Further, in the above embodiment, the receiving module 6 and the transmitting module 7 are provided in separate containers, but they may be configured in a common container.

Furthermore, the device of the present invention can be applied to a microwave response device, etc., and produces the same effects as described above.

Further, as the antenna structure 8, a radome made of resin may be used.

[Effects of the Invention] As described above, according to the present invention, the receiving section that receives a high-frequency signal from the radar and the transmitting section that transmits a response signal in response to reception by the receiving section are each constructed with a hermetic structure. Since it is constructed by installing it in a cobalt alloy layered container, it is possible to form the structure without soldering, and it is possible to achieve extremely good electrical characteristics, as well as to achieve complete airtightness inside the container, allowing for contamination from outside air. This will reliably prevent this and greatly improve the reliability of the device.

In particular, when a slot antenna is constructed by forming a slot portion exposed to the outside air in the container, since the container is made of a cobalt alloy, the slot portion can be There is also the advantage that the container can be easily sealed with glass, and the airtightness inside the container can be reliably maintained.

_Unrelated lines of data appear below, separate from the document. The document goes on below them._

PR #721, opened 2026-09-17
Build out the report user flow

burnhamrobertp:
Builds out the report user flow to match KayZee's mockup: two reason cards instead of the sub type grid, a step for picking the chat lines being complained about, image attachment, and a success step.

Since you asked for the rough edges, none of this can actually be submitted yet. Teiserver has no handler for user/report, so the command comes back unimplemented and the success step is unreachable until that lands. The chat and image selections are deliberately not sent either: the report request only carries user ids, a reason and a string, and there is no durable id for a chat message to point at even if it could (beyond-all-reason/tachyon#155, beyond-all-reason/teiserver#1520). Picking a message is stubbed on object identity in the client, so swapping it for a real id later is a small change. Sub types went away because the mockup drops the distinction and nothing reads them today.

Chat only shows what the session happens to be holding, which is usually nothing when the report is opened from a profile or a replay, since the server replays around 30 seconds of history to a reconnecting client. Reporting from a replay also needs the player to have been seen online before, because replay files carry names but no user ids.

Right clicking a name goes on the shared chat panel from #719 rather than on either caller, so it covers lobby and party chat together.

Images are picked through a dialog owned by the window instead of an input element, which stops Windows surfacing the taskbar over a borderless window. The Browse button in settings still does that.


Hectate:
The "Which Message" screen should have collapsible sections for each (Lobby/Party/DM). Also if you have reported from a specific message (rather than just Report User in general, like from Friends), ideally the window would auto-collapse the other entries _and_ scroll that particular entry into view, if needed. For consistency, the chevron icons (like the team/spectator components) are preferred.

image

Since names are not carried on DM chat, there is no way to report directly from those DMs. The name does not have an option to report, and if the offending user is not a Friend or pending Friend, there is no direct path to report them from the friend's view _or_ the DM history. A user could spam random IDs, or unfriend someone after a message, and it would be difficult to report them by the recipient.

This is probably the moment where we decide to merge the DM chat into ChatPanel too, with a setting to have the messages in DM-style or Group-style. At the same time, the _entire_ message (not just the username) could be the context menu triggerable space, which solves the lack of reportability from DMs.

src/main/services/paths.service.ts
```diff
@@ -95,6 +95,21 @@ function registerIpcHandlers(webContents: BarIpcWebContents) {
         return canceled ? null : filePaths[0];
     });
 
+    // Parented to the window so the picker stays owned by the app, rather than the taskbar
+    // surfacing over a borderless window.
```
Hectate: The taskbar became visible to me, which seems to contradict this comment?

Hectate (changes requested):
One small comment in addition to the UX tweaks.

src/main/services/paths.service.ts
burnhamrobertp: The comment is only partially correct. I couldn't find a way to prevent the taskbar from showing without implementing a custom in app file picker. That's a separate thing I had meant to bring up with you, if you expected file picking to be a recurring UX. We might as well build it.

Either way, I can update the comment

Hectate: Leaving resolved because I'm ambivalent to the taskbar showing or not. My preference is to _not_ incur the work and tech debt of implementing a file picker when the OS and Electron have a multi-platform solution already in place. I recall fighting with the in-engine file picker Godot Engine provides, and I much prefer permitting the OS to handle it.

PR #663, opened 2023-10-19
Fix ThreejsArtifactViewer camera settings

hrntsm:

Fixed a camera setting that was wrong when displaying Threejs models. The fixes are as follows
- The camera now looks at the center of the model.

[Brief explanation of the drawing]

1 to 3 show a radar response device according to an embodiment of the present invention. FIG. 4 is a perspective view showing a transmitter, and FIGS. 4-5 show a conventional radar response device. FIG. 4 is a perspective view thereof, and FIG. 5 is a perspective view showing a cross section of a main part thereof. In the figure, 6...--receiving module as a receiving unit, 7...- transmitting module as a transmitting unit. In addition, in the figures, the same reference numerals indicate the same or corresponding parts.

Claims (4)

[Claims] (1) A cobalt alloy container comprising a receiving section that receives a high-frequency signal from the radar and a transmitting section that transmits a response signal in response to reception by the receiving section, and the receiving section and the transmitting section each have a hermetic structure. A radar response device characterized by being provided in. (2) The radar response device according to claim 1, wherein the cobalt alloy container is built into an antenna structure. (3) The radar response device according to claim 1, wherein the receiving section and the transmitting section are each provided in separate containers made of cobalt alloy. (4) The radar response device according to claim 1, wherein the receiving section and the transmitting section are both provided in a common cobalt alloy container.